■ Task ■
Among the entries below, find how many lines carry the word "would" and state only that figure.

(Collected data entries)

PR #4134, opened 2025-01-13
feat(FN-3689): handle saved values of zero on correction form

RLavender98:
## Introduction :pencil2:
We noticed that if a user entered zero as the utilisation or reported fee amount for a correction then went to the review page and then went back the field would be empty as if they had not entered a value.

- Add handling for zero as a possible value for a persisted monetary correction value.

Screenshot 2025-01-13 at 14 43 22

### DIFF
--- a/portal/server/controllers/utilisation-report-service/record-correction/provide-utilisation-report-correction/helpers.ts
+++ b/portal/server/controllers/utilisation-report-service/record-correction/provide-utilisation-report-correction/helpers.ts
@@ -96,9 +96,14 @@ export const getAdditionalCommentsFieldLabels = (correctionReasons: RecordCorrec
  */
 export const mapToProvideCorrectionFormValuesViewModel = (
   savedFormValues: GetFeeRecordCorrectionTransientFormDataResponseBody,
-): ProvideCorrectionFormValuesViewModel => ({
-  facilityId: savedFormValues.facilityId ?? null,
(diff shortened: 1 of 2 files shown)


sw-mattw (dismissed):

portal/server/controllers/utilisation-report-service/record-correction/provide-utilisation-report-correction/helpers.ts
```diff
@@ -98,7 +98,7 @@ export const mapToProvideCorrectionFormValuesViewModel = (
   savedFormValues: GetFeeRecordCorrectionTransientFormDataResponseBody,
 ): ProvideCorrectionFormValuesViewModel => ({
   facilityId: savedFormValues.facilityId ?? null,
-  utilisation: savedFormValues.utilisation ? getFormattedMonetaryValue(savedFormValues.utilisation) : null,
-  reportedFee: savedFormValues.reportedFee ? getFormattedMonetaryValue(savedFormValues.reportedFee) : null,
+  utilisation: savedFormValues.utilisation !== undefined ? getFormattedMonetaryValue(savedFormValues.utilisation) : null,
+  reportedFee: savedFormValues.reportedFee !== undefined ? getFormattedMonetaryValue(savedFormValues.reportedFee) : null,
```
Zainzzkk, line 102: would these be better as consts above for readability?

Zainzzkk: or a helper

Zainzzkk (approved):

■ Task response ■
2